News broke at the end of last week that the Bank of England was increasing interest rates for the first time in almost a decade. That might be bad news for borrowers, who can expect to pay more interest on their loans, credit cards and mortgages.
However, bad news for borrowers doesn’t automatically mean it’s good news for savers, and if you’re hoarding your money away, you may want to hold off celebrating just yet. While, theoretically, you should see an increase in interest on any money saved, it’s worth remembering that few banks pass on those rate rises to their customers.
As such, now may be the perfect moment to reassess your savings and switch to an account that earns you more. This is what you want to look for when switching any savings account.
Does your bank pass on the interest rates?
This is the first question you need to ask: will you benefit from the interest rate rise? If your bank does alter the interest earned, giving you more on your savings, then you may not actually need to switch accounts. However, it’s more than likely that your bank won’t – after all, they haven’t done so in the recent past. This means, if you want your money to continue working for you, it’s time to ask yourself some hard questions, and begin researching alternative options available to you. Questions like…
Are you in it for the long-term?
There are two types of savers: those looking for a quick buck, and those seeking more long-term investments. So, you need to consider when switching savings accounts, why are you saving in the first place – and, perhaps more pertinently, have your circumstances and needs changed since you last opened one? This will determine the type of savings account you want to get – and that means…
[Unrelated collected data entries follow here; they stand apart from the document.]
PR #584, opened 2021-06-29
Feature: Sticky table headers

bspeare:
https://uids.brand.uiowa.edu/branches/feature_sticky_table_headers/components/preview/tables--responsive.html

This method requires adding a modifier class to the `<div>` around the table.   This `<div>` is being added by a module in Drupal, so we would need to take that into account when we implement it into the service. 

# Remaining tasks
- [x] https://github.com/uiowa/uiowa/issues/3576#issuecomment-870850320
- [x] Apply `position: sticky` to the `<thead>` or `<tr>`?


joewhitsitt:
Looks pretty good to me. Tested in safari, chrome, firefox.

Issue #424, opened 2020-12-02
Slider hover is rubberbanding and causing it to shrink less than its intended width.


GaryRidgway:
## PROBLEM
As stated in the title, this is what is occurring: 
https://i.gyazo.com/5c15022585159eb20ad1bb49de548922.gif
I believe this is happening because different images are being hovered too fast, making all of the transitions happen at the same time, shrinking all the containers at once.

## PROPOSED SOLUTION
Find a way to interrupt the animations on hover

OR 

Allow for overflow on the right side of images and allow them to expand in to the container beyond their width but not outside the parent container so that even if they are too small there is still some image overflowing on the right side to fill the space.

PR #616, opened 2021-12-20
add transition offset to block rubberbanding lag

GaryRidgway:
this should fix https://github.com/uiowa/uids/issues/424


bspeare (approved):
Great fix! I see no more rubberbanding!!

Issue #629, opened 2022-02-03
Finish tabs component


pyrello:
# Motivation

It appears we started working on a tabbed component at some point, but never finished it: https://uids.brand.uiowa.edu/latest/components/detail/tabs.html. The JS seems to function correctly, but the styling is not finished.

# Proposed solution

Use this screenshot as a starting point. 

<img width="2068" alt="Screen Shot 2022-02-09 at 1 43 13 PM" src="https://user-images.githubusercontent.com/1036433/153278149-f44c91b1-7fca-468a-8dcf-dda50af38e83.png">

makurj:
When Alan picks this up :), I would like to pair on this.

bspeare:
Do we want to be able to open tab items based on url anchor like https://github.com/uiowa/uids/issues/396?

PR #637, opened 2022-02-11
Tabs component styling changes

makurj:
Tracks #629 

# How to test

- Test with `bg--black`, `bg--gold`, and `bg--gray` background classes on the `<body>` and verify that tab hover/active states remain with accessible color contrast. 
- Test that you can navigate with keyboard only and verify that focus styles provide sufficient indication of where you are within the tabs.


makurj:
Huge thanks to @GaryRidgway & @bspeare for all their help!

bspeare:
I think the styling part of this is done but we might need to figure out whether https://github.com/uiowa/uids/issues/629#issuecomment-1042047396 is working for this and what needs to be done to get it working.

makurj:
The work above will only work in the component preview.

bspeare:
I see that the url linking to the tabs works by grabbing the generated url string like https://uids.brand.uiowa.edu/branches/feature-tabs/components/preview/tabs--default?tabs--0=tabs--0__tab--1, I wonder if the expected behavior is to link to a section with a link constructed like https://uids.brand.uiowa.edu/branches/feature-tabs/components/preview/tabs--default#tabs--0__tab--2?

GaryRidgway:
so currently the way we have it is able to track multiple tabs groups on the page. does this new implementation assume that there is only one tab group that we want to track? i don't know how we would do multiple with the id URLs

joewhitsitt:
could it just be simplified then? `?tabs--0=t0tab--1` or something?

GaryRidgway:
> could it just be simplified then? `?tabs--0=t0tab--1` or something?

It's ID based, it will be whatever drupal sets as the IDs

GaryRidgway:
I guess we could make it not ID based? i hadnt thought of doing that but it is possible to simplify. maybe `?t0=t1`?

GaryRidgway:
The benefit of the IDs in the url however is that it required no iteration through the Dom to get what tabgroup we are looking for, because we can just put the id in to a query and get it immediately, instead of loading every tabgroup and iterating through until we find the correct one.

bspeare:
Maybe the first slice is to get the `#` working on a single tab and we can revisit for multiple tabs?  I think we would want to use the standard hash for linking to these tabs since that's a common pattern you will find with other design system tabs.

PR #642, opened 2022-02-22
Hash tabs

GaryRidgway:
Changing from query strings to has queries

tracks https://github.com/uiowa/uids/pull/637

## To test:

1. Go to the component preview of a tabs component. You must test this way because the normal display is an iframe, and cannot get arguments from the URL properly.
2. Click around and observe the URL changing when different tabs are clicked.
3. Use the arrow keys to navigate and observe the correct tab being added in the URL when the tab changes in the tabgroup.
4. Copy any paste a URL with a hash parameter in it in to a new tab, and observe that the tab specified in the hash is the one that is automatically focused and opened.
5. Try and break it and post any concerns


richardbporter (commented):
Works for me. Is this PR replacing #637? Should that be closed then?

GaryRidgway:
yes, this replaces that. I will close that, but we wanted the branch out there in case we wanted the code to transfer over for functional reasons ever

Thanks Rick!

Issue #396, opened 2020-10-30
Open accordion item based on URL anchor


joewhitsitt:
## Issue

Accordions have a unique id that can be targeted (e.g. https://sitenow.uiowa.edu/faqs#heading351), but doesn't currently open the item.

## Proposed Solution

Make it happen!

bspeare:
Related issue: https://github.com/uiowa/uids/issues/112

GaryRidgway:
This should probably include some of the enhancements that we made for the hashTabs such as:

- [ ] displaying all data when no JS or css is present
- [ ] changing the open accordion based on a change in the URL
- [ ] Being able to set any ID you want and have it still work

PR #643, opened 2022-02-25
Hash tabs JS fallback

### LINKED ISSUE #657: Tabs enhancements: Readable hashes
Change the hashes to not need a specific format to be usable.

As a tabs user, i can set any id on my tabs and they will work with the code that has already been implemented.

tracked in https://github.com/uiowa/uids/pull/643

GaryRidgway:
Resolves #657 

Is to make Hash tabs work without JS and CSS.

## To test:
1.  Turn off JS and CSS
2. check if you can still see all the content of the tabs
3. make sure that you are still moved down the page to the proper tab (You can test this by adding a lot of paragraphs to the template.)

### DIFF
--- a/src/components/tabs/tabs--focus-test.twig
+++ b/src/components/tabs/tabs--focus-test.twig
@@ -1,0 +1,35 @@
+<div id="lipsum">
+  <p>
+    Lorem ipsum dolor sit amet, consectetur adipiscing elit. Morbi malesuada urna vitae convallis semper. Pellentesque habitant morbi tristique senectus et netus et malesuada fames ac turpis egestas. Ut lobortis hendrerit molestie. Aenean porttitor suscipit dapibus. Sed aliquet auctor scelerisque. Vestibulum vehicula urna eget nisl rhoncus, non cursus mauris tristique. Pellentesque at accumsan metus. Integer vitae nulla vitae metus semper volutpat id nec quam. Fusce iaculis aliquet sapien quis commodo. Nullam risus tortor, commodo vitae molestie ac, consectetur non eros. Etiam pharetra quis lectus vel semper. Nam nec lacus dolor.
+  </p>
+  <p>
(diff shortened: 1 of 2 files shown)


pyrello:
I missed the first round of this, so apologies that I am coming to this issue late. I'm trying to follow everything that has happened thus far which has led to the need for this PR.

It appears that [a comment](https://github.com/uiowa/uids/issues/629#issuecomment-1042047396) was added to the issue to finish the tabs component by @bspeare:
> Do we want to be able to open tab items based on url anchor like https://github.com/uiowa/uids/issues/396?

That comment points to #396 (which is a bit vague in its details), but is basically an issue to allow for anchor links to trigger an accordion to open.

I guess my expectation of how this would work is that when an anchor link is passed, as in example.com/test#gohere, that the page would jump to the correct place on the page and if that anchor also happened to be a tab, it would trigger the tab to open.

It seems like the code is doing a lot more than that. My concern here is that we are maybe putting the cart before the horse by developing a more robust solution before we already have that basic use case met, working, and vetted by usage on a number of sites.

bspeare:
I tried recreating the issue noted above and I could not reproduce the issue.  What version of Brave are you using @pyrello?  Did this occur in other browsers?

bspeare:
I was able to recreate the bug. 

I had https://localhost:3000/components/preview/tabs--default#oatmeal open in Firefox or Brave, and then I changed the hash to `#sugar` in the url bar and hit enter.   Only after a second enter did the tab change.

GaryRidgway:
So I discovered that changing the hash parameters of a URL doesn't trigger a submit to the browser the first time, so I added in a listener that checks for when the URL is changed and then focuses the right element.

bspeare:
@GaryRidgway that fixed the issue for me.  It now instantly switches to the tab without having to hit enter twice.

pyrello:
Last thing I would like to see here is a way of testing that the page actually jumps to the tab rather than just switching it on. I think the best way to do this is to add a (hidden) example with lorem ipsum text before and after to allow the viewport to move to the tab that is being triggered. Otherwise this is looking like a very good enhancement.

pyrello:
Converting to draft until the above request is handled.

GaryRidgway:
Added, you should now be able to see it focus the tabs and scroll to them by navigating to https://localhost:3000/components/preview/tabs--focus-test#snickerdoodle

pyrello (approved):
Nice adjustments here. Thanks!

Which savings account is right for you?
There’s a world of difference between a savings account tied to your primary bank account, and one fully focused on savings. As such, depending on why you’re saving (be it a nest egg for the future or just a place to put money away for a holiday), you want to look at your options. ISAs are a great way to save a limited amount, completely tax-free. But it’s not an ideal option if you’ll likely need easy access to your money quickly. More to the point, there are a number of ISA options open, each with different pros and cons. On the other hand, basic savings accounts offered by your high street bank are great if you need short-term savings, but you’ll end up paying tax on your money, and interest rates often aren’t as good as other options. So you’ll want to ask yourself…
Are the interest rates worth it?
In recent times, interest rates on basic savings accounts have been very poor – and there has been very little difference between them; typically they run anywhere between 0.25% and 5%. However, it’s still worth researching the major high street banks, to see if you could get a better deal. Different types of savings accounts offer different rates of interest, with simple ‘online savers’ offering less, while dedicated ‘monthly savers’ or paid-for accounts delivering more.